- [How to complete this task]: Nothing in the records may change when you print them out again.

- [Saved data entries]:
============================================================

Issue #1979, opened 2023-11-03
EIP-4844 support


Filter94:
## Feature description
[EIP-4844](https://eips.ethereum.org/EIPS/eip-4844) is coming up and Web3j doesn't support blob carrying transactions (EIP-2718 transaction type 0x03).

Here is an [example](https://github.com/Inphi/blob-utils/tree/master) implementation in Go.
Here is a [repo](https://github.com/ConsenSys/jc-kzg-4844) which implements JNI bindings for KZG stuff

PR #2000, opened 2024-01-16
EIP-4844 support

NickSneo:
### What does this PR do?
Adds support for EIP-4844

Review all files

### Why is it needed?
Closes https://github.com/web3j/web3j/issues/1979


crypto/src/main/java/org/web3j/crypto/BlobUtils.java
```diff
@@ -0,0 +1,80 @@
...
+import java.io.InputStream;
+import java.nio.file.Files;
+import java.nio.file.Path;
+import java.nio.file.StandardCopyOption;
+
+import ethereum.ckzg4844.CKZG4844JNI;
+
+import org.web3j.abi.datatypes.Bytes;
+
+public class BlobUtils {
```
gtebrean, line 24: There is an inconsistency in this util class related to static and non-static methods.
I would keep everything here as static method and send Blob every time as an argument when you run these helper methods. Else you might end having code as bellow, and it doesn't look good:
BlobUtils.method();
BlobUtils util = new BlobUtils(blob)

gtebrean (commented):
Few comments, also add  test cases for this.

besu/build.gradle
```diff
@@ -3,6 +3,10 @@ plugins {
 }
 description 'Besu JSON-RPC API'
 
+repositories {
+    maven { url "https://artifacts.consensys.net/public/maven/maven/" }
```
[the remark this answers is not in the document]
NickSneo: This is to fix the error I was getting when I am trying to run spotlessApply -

============================================================

- [Output of the task]:
Issue #1979, opened 2023-11-03
EIP-4844 support


Filter94:
## Feature description
[EIP-4844](https://eips.ethereum.org/EIPS/eip-4844) is coming up and Web3j doesn't support blob carrying transactions (EIP-2718 transaction type 0x03).

Here is an [example](https://github.com/Inphi/blob-utils/tree/master) implementation in Go.
Here is a [repo](https://github.com/ConsenSys/jc-kzg-4844) which implements JNI bindings for KZG stuff

PR #2000, opened 2024-01-16
EIP-4844 support

NickSneo:
### What does this PR do?
Adds support for EIP-4844

Review all files

### Why is it needed?
Closes https://github.com/web3j/web3j/issues/1979


crypto/src/main/java/org/web3j/crypto/BlobUtils.java
```diff
@@ -0,0 +1,80 @@
...
+import java.io.InputStream;
+import java.nio.file.Files;
+import java.nio.file.Path;
+import java.nio.file.StandardCopyOption;
+
+import ethereum.ckzg4844.CKZG4844JNI;
+
+import org.web3j.abi.datatypes.Bytes;
+
+public class BlobUtils {
```
gtebrean, line 24: There is an inconsistency in this util class related to static and non-static methods.
I would keep everything here as static method and send Blob every time as an argument when you run these helper methods. Else you might end having code as bellow, and it doesn't look good:
BlobUtils.method();
BlobUtils util = new BlobUtils(blob)

gtebrean (commented):
Few comments, also add  test cases for this.

besu/build.gradle
```diff
@@ -3,6 +3,10 @@ plugins {
 }
 description 'Besu JSON-RPC API'
 
+repositories {
+    maven { url "https://artifacts.consensys.net/public/maven/maven/" }
```
[the remark this answers is not in the document]
NickSneo: This is to fix the error I was getting when I am trying to run spotlessApply -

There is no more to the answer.